Similar string pattern is recognized as one and changing column names incorrectly even if I use word boundaries approach


I have a data frame with an specific pattern in its column names:

wssgroup_1_norm
wxsgroup_2_norm
wargroup_3_norm
wetgroup_10_norm
wegroup_11_norm

I used an approach that recognized the group_* (*: any number from 1 to 11) string, then, replace the string with another string.
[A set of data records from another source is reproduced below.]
PR #2829, opened 2021-03-12
Fix key vault issues

kairu-ms:


serprex:
There's still issues in 0.19.0,
```
NameError: uninitialized constant Azure::KeyVault::V7_2_preview::KeyVaultClient::CertificateIssuerSetParameters
from /home/pdube/.rbenv/versions/2.6.7/lib/ruby/gems/2.6.0/gems/azure_key_vault-0.19.0/lib/7.2-preview/generated/azure_key_vault/key_vault_client.rb:858:in `set_certificate_issuer_async'
```
(Also happens with `V7_1`)

PR #2842, opened 2021-08-24
use require_relative for relative paths

kbrock:
`require` loads files based upon a load path.
`require_relative` loads files based upon the location of the current file.

While `..` is discouraged from use in `require_relative`, it just doesn't make sense in terms of `require` and a load path.

I found this issue when pointing my `Gemfile` at GitHub and my ruby couldn’t make sense of the gemspecs.

If there is a template to update instead, just point me in that direction.

thanks


ArthurMa1978:
Thank you @kbrock , this repo [has entered a retirement phase and is no longer officially supported by Microsoft](https://github.com/Azure/azure-sdk-for-ruby#important-announcement).

kurtzeborn:
Thank you for your interest in Azure SDKs.  As detailed in this [retirement announcement](https://github.com/Azure/azure-sdk-for-ruby#important-announcement), this repo is no longer supported as of December 31st 2021.  Please find the up-to-date list of languages and services supported with Azure SDKs here: https://aka.ms/azsdk

PR #2846, opened 2022-04-25
Bump thor dependency to 1.2

mark-davenport-fountain:
This will allow us to update some other projects in our rails application such as bundler-audit which requires a newer version of Thor. 

The only impacted file in the repo is `bin/pfxer` which is not effected by updating to Thor 1.2. 

I do not have a publish settings file to test with, but I made a mock XML file and confirmed that the output was the same before and after the upgrade to Thor.


mark-davenport-fountain:
I somehow doubt the `soon` part @msftdata

PR #72, opened 2023-03-22
feat: add in stop conversation button

srsholmes:
Feature: Adds in a button to stop the conversation to help prevent wasted tokens, in the event the AI is making a response which is not right, or you asked the wrong question. 

image


mckaywrigley:
Thanks for adding this! Slick implementation. May change the button later but love how you handled this.

Issue #88, opened 2023-03-22
Clear Conversation has some weird style behavior


CH4R4F:
I noticed a small sidebar settings animation after clicking on the `clear conversations button` it's a styles issue that can be easily fixed

mckaywrigley:
fixed

PR #89, opened 2023-03-22
fix style issue after clicking on clear conversations button

CH4R4F:
related to issue #88 
there is a small difference in the spaces of the button after confirming which leads to an unexpected animation in the sidebar settings


mckaywrigley:
Ah i see this issue. Nice catch!

Issue #83, opened 2023-03-22
Support search within conversation


aekeus:
Support searching within a conversation (along with the name of the conversation)

mckaywrigley:
Thanks for adding

PR #91, opened 2023-03-23
Search within conversation.messages + conversation.name

aekeus:
implements #83


mckaywrigley:
Wonderful implementation. Will build some more organization tools on top of this too! Really nice work - thanks!

PR #100, opened 2023-03-23
Fixed Some Tailwind Style Classes (Duplicated Classes) and Added Semantic Tag For Error Prompt 

aweshchoudhary:
I fixed duplicated style class in the chat component and change the div with the proper text semantic tags for better understanding.


mckaywrigley:
My personal preference has a dev when it comes to web apps is to only huge semantic html tags at the top-level of the site. I'd rather just keep the divs. I think it's more consistent since semantic don't matter much in this context.

aweshchoudhary:
Ok, thanks for your advice. I will keep it in mind

Issue #102, opened 2023-03-23
This model's maximum context length is 4097 tokens. However, you requested 4120 tokens


leo-li-ls:
Hi there, I tested a bit the app. It worked so well at the beginning, but after several tests, it keep failing with error for each questions I sent. Since the default error message didn't have much information, I modified `server/index.ts` for this part:

```js
if (res.status !== 200) {
    const statusText = res.statusText; 
    throw new Error(`OpenAI API returned an error. responseStatusText: "${statusText}", responseStatusCode: "${res.status}", responseMessage: "${await res.text()}"`);
  }
```

After rebuilding the docker, I saw the real error in the log:

```
[Error: OpenAI API returned an error. responseStatusText: "Bad Request", responseStatusCode: "400", responseMessage: "{
  "error": {
    "message": "This model's maximum context length is 4097 tokens. However, you requested 4120 tokens (3120 in the messages, 1000 in the completion). Please reduce the length of the messages or completion.",
    "type": "invalid_request_error",
    "param": "messages",
    "code": "context_length_exceeded"
  }
}
"]
```

How can I manage the length it sent to OpenAI API manually?

mckaywrigley:
Thanks to @alanpog for fixing - fix merged!

msampson3d:
Is this actually fixed? I'm still experiencing the issue on the latest commit

JPDucky:
I am too

PR #104, opened 2023-03-23
include prompt in token count

alanpog:
Include prompt tokens in token count. Should avoid errors like those of #102 .


mckaywrigley:
very nice catch

PR #106, opened 2023-03-23
feat: add in server for prod for tauri build

srsholmes:
This adds the capability for the API server routes to be used in production tauri builds, to allow the app to be packaged up into a desktop application. 

The command that makes it work is 

```
"package:server": "npm run build:server && pkg dist/server/server.js -o ./src-tauri/bin/server-aarch64-apple-darwin",
```

This basically takes the server.ts file, and pkgs it up into a binary to be used inside the tauri production build. The binary is then called by the app, with the path to the WASM, which is then read by the server and allows it to do the stuff it needs to do. 

Other binaries will need to be created for other platforms and architectures, windows, linux, x86 etc


pages/api/chat.ts
```diff
@@ -1,50 +1,21 @@
-import { ChatBody, Message, OpenAIModelID } from "@/types";
-import { DEFAULT_SYSTEM_PROMPT } from "@/utils/app/const";
-import { OpenAIStream } from "@/utils/server";
-import tiktokenModel from "@dqbd/tiktoken/encoders/cl100k_base.json";
-import { init, Tiktoken } from "@dqbd/tiktoken/lite/init";
-// @ts-expect-error
-import wasm from "../../node_modules/@dqbd/tiktoken/lite/tiktoken_bg.wasm?module";
+import { ChatBody } from '@/types';
```
HaithamLeo, line 1: It seems that the ChatBody type is the only thing being used from the @/types module. If you are not using anything else from that module, you can remove the import statement to optimize the code.

HaithamLeo (commented):
In `utils/server/index.ts`
Avoid creating unnecessary objects. For example, you can move the creation of the `encoder` object inside the start function, and pass it as an argument to `createParser` instead of creating it inside the` onParse` function every time.

pages/api/models.ts
```diff
@@ -4,43 +4,37 @@ export const config = {
...
+        return {
+          id: model.id,
+          name: OpenAIModels[value].name
+        };
+      }
+    }
+  })
+  .filter(Boolean);
+  return models;
+}
```
HaithamLeo, line 30: Use `Promise.all()` to make multiple API requests in parallel. This can improve the performance of your code, especially if you need to make multiple requests to different endpoints.

server/server.ts
```diff
@@ -0,0 +1,44 @@
...
+    : path.resolve(currentWorkingDirectory, 'server', 'tiktoken_bg.wasm');
+  const wasm = readFileSync(pathToWasm);
+  const stream = await getStream({
+    model: req.body.model,
+    messages: req.body.messages,
+    key: req.body.key,
+    prompt: req.body.prompt,
+    wasm,
+  });
+
```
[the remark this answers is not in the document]
srsholmes: Great point. I am not able to have a look at this until later on, because of family commitments, but will try and fix it later.

@mckaywrigley if you wanted to merge and then fix up the comments on your branch, please feel free to.

pages/api/models.ts
srsholmes: Whilst we can do this, I didnt want to change the actual logic / implementation of the server code in this PR. It is out of the scope of it.

I think @mckaywrigley is planning some work for refactoring / optimisations at a later point so maybe we could pick it up then?

techwithanirudh (approved):

ajram23:
Will this be merged in?

srsholmes:
I hope so. I'm happy to go over it / answer any questions. 

@mckaywrigley Has been really busy with lots of other things at the moment. 

If anyone needs a hand with reviewing / asking questions, please feel free.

IMPORTANT: please notice that group_* is bind to more text without an underscore in between, like this: wssgroup_1.

Here is the code:

# Mapping of group names to replacement strings
group_names_l <- list(
  group_1 = "_IgG1", group_2 = "_IgG2", group_3 = "_IgG3", group_4 = "_IgG4",
  group_5 = "_IgA1", group_6 = "_IgM", group_7 = "_FcyR2", group_8 = "_FcyR2b",
  group_9 = "_FcyR3av", group_10 = "_FcyR3b", group_11 = "_C1q"
)

# Replace column names using the group_names_l mapping
colnames(luminex_data_o_v2) <- sapply(colnames(luminex_data_o_v2), function(col) 
{
  for (key in names(group_names_l)) {
    if (grepl(key, col)) {
      return(gsub(key, group_names_l[[key]], col))
    }
  }
  return(col)
})

This approach works partially fine, because I realized that the group 1, 10 and 11 is recognized as one and replaced as _IgG1 in all three cases. So the new column names are partially correct, and my new df have incorrect column names in the groups_10 and 11.
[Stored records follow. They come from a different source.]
PR #113, opened 2023-03-24
feat: show language name

Chanzhaoyu:
show current language name on code block

P.S. Although you are using eslint, it seems that there is no automatic fixing or using prettier config to standardize code formatting, which will result in differences in code style among different people.


mckaywrigley:
Great addition. I'll try and look into the prettier stuff. Have noticed that as well.

PR #117, opened 2023-03-24
add k8s config

logycon:
- add Makefile

Makefile expects .env file to be also present in on the system with the following vars - 

OPENAI_API_KEY=
DOCKER_USER=
DOCKER_TAG=

- add baseline k8s config

Baseline k8s config includes secret, deployment and service definition only. If running on local cluster, additional entries can be made to include cronjobs (e.g. update cloudflare), nginx ingress, etc.

### DIFF
--- a/Makefile
+++ b/Makefile
@@ -1,0 +1,18 @@
+include .env
+
+.PHONY: all
+
+build:
+	docker build -t chatbot-ui .
+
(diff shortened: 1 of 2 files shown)


mckaywrigley:
Nice. Learned some stuff here haha

PR #122, opened 2023-03-24
Added A Better Closing Sidebar Logic (Close on Background Click)

aweshchoudhary:
Added a better closing sidebar logic


mckaywrigley:
For now I think I'm going to lean towards keeping it open. I know the way I work personally is that even when in my chat I want the sidebar open.

Curious to hear your thoughts here though, so I'll keep this open and give you a chance to respond.

aweshchoudhary:
This logic is for small devices only. Closing the sidebar on mobile is tough in my opinion. So I fixed it by adding an onClick method in sidebar background

aweshchoudhary:
The sidebar will always in open on the large devices

PR #130, opened 2023-03-25
Update Sidebar Setting elements to be buttons (improve accessibility)

### LINKED ISSUE #129: (accessibility) clickable side bar elements
In the sidebar settings section there are a number of clickable elements. 

If they were HTML `<buttons>` would be automagically be tab-key navigate-able, an improvement in accessibility.

bcullman:
update SidebarButton.tsx to emit an <button> element.
refactor Import.tsx to use a SidebarButton element.

fixes #129.


mckaywrigley:
Great change here. Thanks for doing this.

PR #135, opened 2023-03-25
Added character count to alert message

ernestobarrera:
This improvement adds additional information to the alert that is displayed when the user enters more characters than allowed in the rich text element. Now, the alert also shows the number of characters that the user has entered, which helps to provide clearer and more useful feedback to the use


ernestobarrera:
**Added character count to alert when limit is exceeded**

Changes

mckaywrigley:
great add

Issue #115, opened 2023-03-24
bug?: using .env.local


saliksik:
I have deployed a web application on Vercel and utilized the .env.local file. However, upon visiting my site and clicking on the button "click if using a .env.local file", it keeps loading without displaying anything (Loading...), although the chat function is operational. A hard refresh of the site is necessary for the model and system prompt to appear.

Then, I receive some advice to replace the string using word boundaries (from StackOverflow), one approach was this:

gsub(paste0("^", key,"$"), group_names_l[[key]], col))

or this:

gsub(paste0("\\b", key,"\\b"), group_names_l[[key]], col)

However, this two new approach do nothing in my df, are currently not recognizing nothing on my column names.

Questions:

  • What can I do to avoid this confusion?
  • Why word boundaries is not working properly?
  • What am I doing wrong?

Solution

  • It is clear what is going on when you actually look at the group_names_l list:

    • Each item starts with a word char _ (and it is attached on the left to another word char in your data), so no word boundary check is necessary here, on the left side
    • Each item also ends with a digit, so you want a digit boundary on the right side.

    In the end, all you want is to check if there is no digit on the right:

    colnames(df) <- sapply(colnames(df), function(col) 
    {
      for (key in names(group_names_l)) {
        if (grepl(paste0(key, "(?!\\d)"), col, perl=TRUE)) {
          return(sub(paste0(key, "(?!\\d)"), group_names_l[[key]], col, perl=TRUE))
        }
      }
      return(col)
    })
    

    I added perl=TRUE to both grep and sub commands since the patterns require a PCRE regex engine.

    I replaced gsub with sub since you expect a single replacement in the string anyway.